**Work instruction:** Gather, from the data below, each line in which the word "getUpdatedPackageNames" occurs.

**Source information:**

PR #581, opened 2018-04-13
Improve e2e workflow

marcod1419:
Adds an ability to go through each failing screenshot and update its baseline. The ability to update all screenshots automatically by using a command line argument is not featured in this PR, but will be added shortly.

### DIFF
--- a/e2e/assertions/compareScreenshot.js
+++ b/e2e/assertions/compareScreenshot.js
@@ -3,7 +3,6 @@ const resemble = require('node-resemble-js')
 const fs = require('fs')
 const path = require('path')
 const readline = require('readline')
-const { spawnSync } = require('child_process')
 
 const { tolerance } = require('../config')
 const { getVisualRegressionFolders } = require('../utils')
@@ -18,23 +17,26 @@ const ensureBaselinePhotoExists = (baselinePath, resultPath) => {
 }
 
 const update = (baselinePath, resultPath, callback, data) => {
-  const read = readline.createInterface({
-    input: process.stdin,
-    output: process.stdout,
-  })
-
-  read.question('Would you like to update the baseline for this screenshot? (y/n) ', answer => {
-    if (answer.toLowerCase() === 'y' || answer.toLowerCase() === 'yes') {
-      console.log('Generating new baseline screenshot...')
-      spawnSync('rm', [baselinePath], {
-        stdio: 'inherit',
-      })
-      fs.writeFileSync(baselinePath, fs.readFileSync(resultPath))
-    }
-    read.close()
+  let updateMessage
+  if (process.env.UPDATE_SCREENSHOTS === 'true') {
+    const read = readline.createInterface({
+      input: process.stdin,
+      output: process.stdout,
+    })
+    read.question('Would you like to update the baseline for this screenshot? (y/n) ', answer => {
+      if (answer.toLowerCase() === 'y' || answer.toLowerCase() === 'yes') {
+        console.log('Generating new baseline screenshot...')
+        fs.writeFileSync(baselinePath, fs.readFileSync(resultPath))
+      }
+      read.close()
+      callback(data)
+    })
+  } else if (process.env.UPDATE_ALL_SCREENSHOTS === 'true') {
+    console.log('Generating new baseline screenshot...')
+    fs.writeFileSync(baselinePath, fs.readFileSync(resultPath))
     callback(data)
-  })
-  return 'User was prompted to update screenshot.'
+  }
+  return updateMessage
 }
 
 exports.assertion = function(componentName, fileName) {
@@ -66,13 +68,16 @@ exports.assertion = function(componentName, fileName) {
       // .ignoreAntialiasing()
       // .ignoreColors()
       .onComplete(data => {
-        if (Number(data.misMatchPercentage) > 0.01 && process.env.UPDATE_SCREENSHOTS === 'true') {
+        if (
+          Number(data.misMatchPercentage) > 0.01 &&
+          (process.env.UPDATE_SCREENSHOTS === 'true' ||
+            process.env.UPDATE_ALL_SCREENSHOTS === 'true')
+        ) {
           this.message = update(baselinePath, resultPath, callback, data)
         } else {
           callback(data)
         }
       })
-
     return this
   }
 
@@ -85,12 +90,22 @@ exports.assertion = function(componentName, fileName) {
   }
 
   this.pass = function pass(value) {
-    const pass = value <= this.expected
+    let pass = value <= this.expected
 
-    if (process.env.UPDATE_SCREENSHOTS === 'false' || pass) {
+    if (
+      (process.env.UPDATE_SCREENSHOTS === 'false' &&
+        process.env.UPDATE_ALL_SCREENSHOTS === 'false') ||
+      pass
+    ) {
       this.message = `Screenshots ${
         pass ? 'Matched' : 'Match Failed'
       } for ${fileName} with a tolerance of ${this.expected}%, actual was ${value}%.`
+    } else if (process.env.UPDATE_SCREENSHOTS === 'true') {
+      this.message = 'User was prompted to update screenshot.'
+      pass = true
+    } else if (process.env.UPDATE_ALL_SCREENSHOTS === 'true') {
+      this.message = 'Initial screenshot match failed, but baseline screenshot was updated.'
+      pass = true
     }
 
     return pass
--- a/e2e/assertions/compareScreenshot.js
+++ b/e2e/assertions/compareScreenshot.js
@@ -2,6 +2,8 @@
 const resemble = require('node-resemble-js')
 const fs = require('fs')
 const path = require('path')
+const readline = require('readline')
+const { spawnSync } = require('child_process')
 
 const { tolerance } = require('../config')
 const { getVisualRegressionFolders } = require('../utils')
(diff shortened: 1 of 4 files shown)


e2e/assertions/compareScreenshot.js
```diff
@@ -15,6 +17,26 @@ const ensureBaselinePhotoExists = (baselinePath, resultPath) => {
...
+    output: process.stdout,
+  })
+
+  read.question('Would you like to update the baseline for this screenshot? (y/n) ', answer => {
+    if (answer.toLowerCase() === 'y' || answer.toLowerCase() === 'yes') {
+      console.log('Generating new baseline screenshot...')
+      spawnSync('rm', [baselinePath], {
+        stdio: 'inherit',
+      })
+      fs.writeFileSync(baselinePath, fs.readFileSync(resultPath))
```
ryanoglesby08: Cool! You may not need to manually to the "rm" first though. 

According to the node docs for `writeFile`... https://nodejs.org/api/fs.html#fs_fs_writefile_file_data_options_callback
> Asynchronously writes data to a file, replacing the file if it already exists.

e2e/commands/checkAccessibility.js
```diff
@@ -1,7 +1,7 @@
 const { rootSelector } = require('../config')
 
 exports.command = function checkAccessibility() {
-  this.initAccessibility().assert.accessibility(rootSelector, {
+  this.initAccessibility().verify.accessibility(rootSelector, {
```
ryanoglesby08: What's going on here?

marcod1419: When you use assert, the script will exit on failure. Verify does the exact same thing as assert except that failures don't exit the script.

scripts/e2e.js
```diff
@@ -7,18 +7,15 @@ const getUpdatedPackageNames = require('./utils/getUpdatedPackageNames')
...
         PACKAGES: onlyCorePackages,
+        UPDATE_SCREENSHOTS: process.argv[2] === '-u',
       }),
       stdio: 'inherit',
     }
   )
-
-  if (status !== 0) {
-    process.exit(status)
-  }
```
ryanoglesby08: Please add this stuff with the `status` back. That was there on purpose for the `yarn prepr` task.

If the `spawnSync` for nightwatch here fails, we want the entire task to fail so that the `prepr` task stops, otherwise it ends up returning a 0 exit code, which is interpreted as a success.

e2e/assertions/compareScreenshot.js
marcod1419: Oh! Awesome! :)

scripts/e2e.js
marcod1419: Ah, I see. Got it, I'll uncomment it.

e2e/commands/checkAccessibility.js
ryanoglesby08: 🆗

scripts/e2e.js
```diff
@@ -13,6 +13,8 @@ getUpdatedPackageNames(packageNames => {
     {
       env: Object.assign({}, process.env, {
         PACKAGES: onlyCorePackages,
+        UPDATE_SCREENSHOTS: process.argv[2] === '-i',
+        UPDATE_ALL_SCREENSHOTS: process.argv[2] === '-u',
```
ryanoglesby08: I think this may break down when specifying the components to test. You can either run the e2e tests for all components or individual ones.

```bash
# run on changed components using `lerna updated`
yarn e2e

# run on only Button and Link
yarn test:e2e @tds/core-button @tds/core-link
```

So the `process.argv[2]` would break down in the latter case.

We already have the minimist package for parsing command line arguments though, and it is used in "scripts/utils/parseArgs.js". Check out that and see how we can use that here too.

e2e/assertions/compareScreenshot.js
```diff
@@ -57,11 +88,23 @@ exports.assertion = function(componentName, fileName) {
...
+      (process.env.UPDATE_SCREENSHOTS === 'false' &&
+        process.env.UPDATE_ALL_SCREENSHOTS === 'false') ||
+      pass
+    ) {
+      this.message = `Screenshots ${
+        pass ? 'Matched' : 'Match Failed'
+      } for ${fileName} with a tolerance of ${this.expected}%, actual was ${value}%.`
+    } else if (process.env.UPDATE_SCREENSHOTS === 'true') {
+      this.message = 'User was prompted to update screenshot.'
+      pass = true
```
ryanoglesby08: What if you were prompted and didn't respond with a "yes"?

e2e/assertions/compareScreenshot.js
```diff
@@ -15,6 +16,27 @@ const ensureBaselinePhotoExists = (baselinePath, resultPath) => {
   }
 }
 
+const update = (baselinePath, resultPath, callback, data) => {
+  if (process.env.UPDATE_SCREENSHOTS === 'true') {
```
ryanoglesby08: I feel like it makes sense to assign the `process.env.UPDATE_SCREENSHOTS` globals to `const` variables instead of continually referring to them directly from `process`.

e2e/assertions/compareScreenshot.js
marcod1419: My initial idea for that is since the user actively approved a failing screenshot by choosing not to update it, it would count as a "pass". Although I was probably overthinking what one would consider a pass, so I fixed this in a commit I'm about to push.

e2e/assertions/compareScreenshot.js
```diff
@@ -2,10 +2,16 @@
 const resemble = require('node-resemble-js')
 const fs = require('fs')
 const path = require('path')
+const readline = require('readline')
 
 const { tolerance } = require('../config')
 const { getVisualRegressionFolders } = require('../utils')
 
+const updateScreenshots = process.env.UPDATE_SCREENSHOTS
+const updateAllScreenshots = process.env.UPDATE_ALL_SCREENSHOTS
```
ryanoglesby08: You can simplify further by doing the `=== 'true'` comparison here.

```js
const updateScreenshots = process.env.UPDATE_SCREENSHOTS === 'true'
const updateAllScreenshots = process.env.UPDATE_ALL_SCREENSHOTS === 'true'
```

e2e/assertions/compareScreenshot.js
```diff
@@ -57,11 +94,23 @@ exports.assertion = function(componentName, fileName) {
...
+      this.message = `Screenshots ${
+        pass ? 'Matched' : 'Match Failed'
+      } for ${fileName} with a tolerance of ${this.expected}%, actual was ${value}%.`
+    } else if (updateScreenshots === 'true') {
+      this.message = 'User updated failing baseline screenshot.'
+      pass = true
+    } else if (updateAllScreenshots === 'true') {
+      this.message = 'Initial screenshot match failed, but baseline screenshot was updated.'
+      pass = true
+    }
```
ryanoglesby08: This if...else... block doesn't seem to contain a case for `pass === false`? What happens if screenshots are not being updated and the screenshot failed, or is that not a valid case?

e2e/assertions/compareScreenshot.js
```diff
@@ -43,8 +72,16 @@ exports.assertion = function(componentName, fileName) {
       .compareTo(resultPath)
       // .ignoreAntialiasing()
       // .ignoreColors()
-      .onComplete(callback)
-
+      .onComplete(data => {
+        if (
+          Number(data.misMatchPercentage) > 0.01 &&
```
ryanoglesby08: I just noticed this and I don't understand it. What is `data.misMatchPercentage`? Is that the difference in the comparisons? If so, it should use the `tolerance` variable and not hard coded to 0.01.

e2e/assertions/compareScreenshot.js
marcod1419: Good idea!

ryanoglesby08:
I think this looks good now, I'm just wondering from a workflow point of view how I would use these options?

Let's say I edit the Notification component and remove the Icon, on purpose...

First, I run `yarn test:e2e` and the visual regression screenshot "fails".

Second, I open up the baseline, result, and diff images and look to see what the failure was. Since I  purposefully removed the Icon, I expected this to happen, and now I've confirmed it.

Third, I run `yarn test:e2e -u` or to be more specific I can run `yarn test:e2e @tds/core-notification -u` to update the failing screenshot and see output telling me that the Notification screenshot was updated. At this point I should have a passing e2e test and a local change of a new screenshot.

When would I use `yarn test:e2e -i`?

marcod1419:
@ryanoglesby08 I agree that the usage of `-i` is a bit more of an edge-case, although I do see some value in having it as an option. For example, a situation where you have a very large amount of snapshots that need to be updated. Some snapshots in that large pool may be ok to update, while some are legitimate errors and should not be updated. This command then comes in handy because it means the user will not have to type out a very large list of package screenshots to update with the -u command, and avoid potential user error. In short, I see this option as more of a guided, safer way of vetting a large amount of changes.

ryanoglesby08:
Maybe @theetrain wants to add his thoughts to this discussion?

Ok I see. However, is the `-i` flow that you describe something that we need to solve NOW and that we don't already have a workflow for?

> For example, a situation where you have a very large amount of snapshots that need to be updated. Some snapshots in that large pool may be ok to update, while some are legitimate errors and should not be updated.

Have we run into this yet? I'm wondering if this is in edge-case that we have not yet encountered, in which case I would not want to solve for it yet. The more likely case I can imagine would be a large number of snapshots pass, and 1 fails, in which case the `yarn test:e2e <component name> -u` works great. If we have large numbers of snapshots all failing at the same time, I feel like it means we are doing something wrong...

I usually lean on the side of NOT implementing things that we think we will need later. In this case it may seem innocuous, but means we now have another potential way to run visual regression and to update screenshots. As a dev, I'd prefer to have less options so that I don't have to think about it as much.

My recommendation is to have either `-i` or `-u`, and we use it in coordination with the option of passing component names in on the command line, and NOT have both `-i` and `-u`.

I'll leave it to you @marcod1419 though and approve the PR now.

**Exercise response:**
@@ -7,18 +7,15 @@ const getUpdatedPackageNames = require('./utils/getUpdatedPackageNames')
@@ -13,6 +13,8 @@ getUpdatedPackageNames(packageNames => {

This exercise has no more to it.